Climate can vary substantially over millennial time scales; the most prominent examples are the ice ages that have periodically occurred over the past several hundred thousand years. Variations in the heat exchange through the surface layer of the ocean play a key role in these climatic changes. Reliable sea surface temperatures (SST) are therefore crucial to the reconstruction and modeling of past oceanic salinity and density, water column stratification, thermohaline circulation, and ice volume. Particular emphasis has been placed on obtaining records of SSTs during the last ice age because the climatic scenario during the Last Glacial Maximum is often used to test computer models designed to predict forthcoming climatic changes.

On page 1719 of this issue, Lea et al. (1) take a convincing step not only toward accurate SST reconstructions but also toward constraining the timing of surface ocean warming with respect to continental ice sheet melting during deglaciations and deciphering changes in continental ice volume. This is important because in order to understand the causal chains that trigger climate change, leads and lags between different ocean and climate proxies need to be defined. Environmental parameters that lead over others and form "the head of the queue" are likely candidates for initiating and changing climate.
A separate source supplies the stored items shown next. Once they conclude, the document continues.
Issue #4258, opened 2025-05-27
Add Ping Event Support for Github Webhook Receivers


fuskovic:
# Problem

After the initial configuration of a Github webhook, a ping event is sent to the webhook to validate it works.

We don't do anything with ping events at this time.

# Suggested Solution

After parsing the event with `go-github`, type-switch against the returned event and return a 200 if the event-type is a ping.

# Motivation

A webhook receiver returning a non-200 to Github for a ping event doesn't functionally change anything but, from a UX perspective I think it's nice to see that initial contact was made successfully after configuration.

PR #4278, opened 2025-05-29
feat: add ping event support

fuskovic:
Closes https://github.com/akuity/kargo/issues/4258

Screenshot 2025-05-29 at 3 47 58 PM

### DIFF
--- a/internal/webhook/external/github.go
+++ b/internal/webhook/external/github.go
@@ -132,6 +132,7 @@ func githubHandler(
 		case *gh.PushEvent:
 			repoWebURL := e.GetRepo().GetHTMLURL()
 			logger = logger.WithValues("repoWebURL", repoWebURL)
+			ctx = logging.ContextWithLogger(ctx, logger)
 			result, err := refreshWarehouses(ctx, c, namespace, repoWebURL)
 			if err != nil {
 				xhttp.WriteErrorJSON(w,
--- a/internal/webhook/external/github.go
+++ b/internal/webhook/external/github.go
@@ -59,10 +59,13 @@ func githubHandler(
 		// TODO(fuskovic): eventually switch on event type to perform
 		// different actions (e.g. refresh Promotion on PR merge)
 		eventType := r.Header.Get("X-GitHub-Event")
-		if eventType != "push" && eventType != "ping" {
-			xhttp.WriteErrorJSON(w,
+		switch eventType {
+		case "ping", "push":
+		default:
+			xhttp.WriteErrorJSON(
+				w,
 				xhttp.Error(
-					fmt.Errorf("only ping + push events are supported"),
+					fmt.Errorf("event type %q is not supported", eventType),
 					http.StatusNotImplemented,
 				),
 			)
--- a/internal/webhook/external/github.go
+++ b/internal/webhook/external/github.go
@@ -27,12 +27,9 @@ func githubHandler(
 ) http.HandlerFunc {
 	return http.HandlerFunc(func(w http.ResponseWriter, r *http.Request) {
 		ctx := r.Context()
-		logger := logging.LoggerFromContext(ctx).
-			WithValues("path", r.URL.Path)
-
-		logger.Debug("retrieving secret",
-			"secret-name", secretName,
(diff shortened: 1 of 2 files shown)


internal/webhook/external/github.go
```diff
@@ -59,10 +59,10 @@ func githubHandler(
 		// TODO(fuskovic): eventually switch on event type to perform
 		// different actions (e.g. refresh Promotion on PR merge)
 		eventType := r.Header.Get("X-GitHub-Event")
-		if eventType != "push" {
+		if eventType != "push" && eventType != "ping" {
```
krancour, line 62: This conditional will start to look unwieldy as we handle more events (like PRs being merged) and the same goes for the error message a few lines down. I would suggest that a switch here will be cleaner over time and that the error message can just say the event isn't supported instead of listing all those that are, so that message won't need to be updated for each new event.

In the late 1970s to early 1980s, the Climate/Long-Range Investigation, Mapping, and Prediction Project (CLIMAP) (2) generated the first global SST reconstruction for the Last Glacial Maximum on the basis of the statistical evaluation of changes in microplankton assemblages. The project initiated intense paleoclimate research based on deep-sea sedimentary records. Today, the CLIMAP reconstructions still serve as foundations for paleoclimate research, but many of its results remain controversial, for example, regarding the extent of sea ice in high latitudes or the relative change in tropical SSTs.
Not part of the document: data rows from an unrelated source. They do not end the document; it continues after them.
Issue #4172, opened 2025-05-21
UI: freight history improvements


Marvin9:
# Checklist

* [x] I've searched the issue queue to verify this is not a duplicate feature request.
* [ ] I've pasted the output of `kargo version`, if applicable.
* [ ] I've pasted logs, if applicable.

# Proposed Feature

<img width="1440" alt="Image" src="https://github.com/user-attachments/assets/0a091c80-d0a2-4bcb-b95a-9a6c05fcd247" />

- ~[ ] Rename "Freight History" to "Deployments"~
- [ ] Add time of promotion of that freight and freight creation time
- [ ] Add "Promote" action button

# Motivation

Ease of use and less navigation

krancour:
I think this new view would be fine, except for:

> Rename "Freight History" to "Deployments"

Since CLIMAP, a whole range of approaches for reconstructing SSTs have been developed. Ice core records from equatorial mountains and records of glacial snow line depression suggest that terrestrial temperatures during the Last Glacial Maximum were cooler than during the Holocene by as much as about 5ºC. Noble gas measurements in groundwater also initially implied a 5ºC glacial temperature drop, although revision of the data led to only a 1.9º to 2.5ºC temperature difference. Data from alkenones (a group of temperature-sensitive lipids found in sediments that are used to reconstruct the paleoenvironment) provide evidence for a 2º to 4ºC temperature decline of tropical surface waters. A large tropical SST reduction of around 4º to 5ºC is also supported by coral records and, recently, by temperature reconstructions based on planktonic oxygen isotope (d18O) records.

The inconsistencies between the temperature reconstructions mainly result from the heterogeneity of the applied geochemical and micropaleontological methods, which all rely on different assumptions, are used on different types of samples, and have different limitations. For example, the reconstruction of ocean temperatures from stable oxygen isotope ratios (d18O) from calcitic microfossil shells is complicated by the fact that the d18O is affected not only by the temperature but also by global ice volume change and evaporation/precipitation effects.
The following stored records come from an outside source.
PR #4292, opened 2025-05-30
Update azure git provider to work with self hosted server

b3go:
Applying the same logic as github and gitlab git-provider in the azure provider.

The provider will accept if the ProviderName 'azure' is part of the hostname.

### DIFF
--- a/internal/gitprovider/azure/azure.go
+++ b/internal/gitprovider/azure/azure.go
@@ -79,6 +79,8 @@ func NewProvider(
 }
 
 // CreatePullRequest implements gitprovider.Interface.
+const errConvertPullRequestFmt = "error converting pull request %d: %w"
+
 func (p *provider) CreatePullRequest(
 	ctx context.Context,
 	opts *gitprovider.CreatePullRequestOpts,
@@ -119,7 +121,7 @@ func (p *provider) CreatePullRequest(
 	}
 	pr, err := convertADOPullRequest(adoPR)
 	if err != nil {
-		return nil, fmt.Errorf("error converting pull request %d: %w", adoPR.PullRequestId, err)
+		return nil, fmt.Errorf(errConvertPullRequestFmt, adoPR.PullRequestId, err)
 	}
 	return pr, nil
 }
@@ -143,7 +145,7 @@ func (p *provider) GetPullRequest(
 	}
 	pr, err := convertADOPullRequest(adoPR)
 	if err != nil {
-		return nil, fmt.Errorf("error converting pull request %d: %w", id, err)
+		return nil, fmt.Errorf(errConvertPullRequestFmt, id, err)
 	}
 	return pr, nil
 }
@@ -174,7 +176,7 @@ func (p *provider) ListPullRequests(
 	for _, adoPR := range *adoPRs {
 		pr, err := convertADOPullRequest(&adoPR)
 		if err != nil {
-			return nil, fmt.Errorf("error converting pull request %d: %w", adoPR.PullRequestId, err)
+			return nil, fmt.Errorf(errConvertPullRequestFmt, adoPR.PullRequestId, err)
 		}
 		pts = append(pts, *pr)
 	}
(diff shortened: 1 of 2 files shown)


hiddeco:
Can you please sign off on your commit? This is a requirement for us to be able to merge it. For instructions on how to do this, please see: https://github.com/akuity/kargo/pull/4292/checks?check_run_id=43187750239

internal/gitprovider/azure/azure.go
```diff
@@ -119,7 +121,7 @@ func (p *provider) CreatePullRequest(
 	}
 	pr, err := convertADOPullRequest(adoPR)
 	if err != nil {
-		return nil, fmt.Errorf("error converting pull request %d: %w", adoPR.PullRequestId, err)
+		return nil, fmt.Errorf(errConvertPullRequestFmt, adoPR.PullRequestId, err)
```
krancour: I appreciate that you were trying to eliminate what must feel like some obvious DRY exceptions, but this change makes this significantly less readable. One now needs to look _elsewhere_ to see the format string that the args following it are being applied to. Format strings are much more comprehensible when they are close to where they are being used.

b3go:
Hey guys, thanks for looking into it. I will incorporate your feedback as soon as I am back from vacation!

I am actually not very happy about the hostname/provider name logic to step into the self hosted url validation but couldn't make anything better up, without a bigger refactoring. If you have any ideas let me know. I will gladly change it.

krancour:
@b3go unless I am missing something, it seems this only makes the predicate work for self-hosted Azure devops, but nothing appears to be adjusting the client connection URL for self-hosted. It appears it will still, unconditionally, be of the form `https://dev.azure.com/org/<project>/_git/<repo>`.

b3go:
@krancour true, the path is the same on self hosted and cloud services. For older instances, which where upgraded from when it was still called team foundation server there seems to sometimes be a base route /tfs, which would be the only difference to the cloud service urls.

On the self hosted server org is called collection but that's about it. API is the same

krancour:
> the path is the same on self hosted and cloud services

But hostname/domain is not.

b3go:
> > the path is the same on self hosted and cloud services
> 
> But hostname/domain is not.

I probably misunderstood what you wanted to tell me then, sorry.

Lea et al. (1) apply the relatively new method of Mg/Ca paleothermometry to planktonic protozoans (foraminifera) and measure the stable oxygen isotope ratios (d18O) of the same specimens. Mg/Ca paleothermometry is based on the temperature dependence of the substitution of magnesium into calcium lattice sites. It has long been known that tropical calcitic shells are generally more enriched in magnesium than subpolar shells, but the well-defined exponential dependence of the Mg/Ca ratio on temperature within single planktonic foraminiferal species only became clear from systematic core-top investigations covering a wide latitudinal range (3, 4) and from species-related cultivating experiments (5, 6).

These findings were an exciting step toward a new paleoceanographic tool but were, nevertheless, viewed critically. Indeed, factors other than temperature also affect the amount of magnesium incorporated during foraminiferal shell formation. Interspecies and ontogenetic variations may affect Mg/Ca ratios. Preferential removal of relatively soluble magnesium-enriched calcitic parts clearly alters the Mg/Ca ratios (7), although recent studies found that during dissolution, Mg/Ca and d18O of planktonic foraminiferal shells change proportionally, thus preserving their relation with temperature (8). Small salinity variations exert a small, positively correlated influence on the Mg/Ca ratios. Finally, cultivating experiments suggest an inverse relation between Mg uptake and pH, with higher Mg/Ca appearing at lower pH. A postulated increase of 1 salinity unit and 0.2 pH units in the glacial surface ocean (9) would therefore have no substantial influence on Mg/Ca because the effects of salinity and pH on Mg/Ca would cancel each other.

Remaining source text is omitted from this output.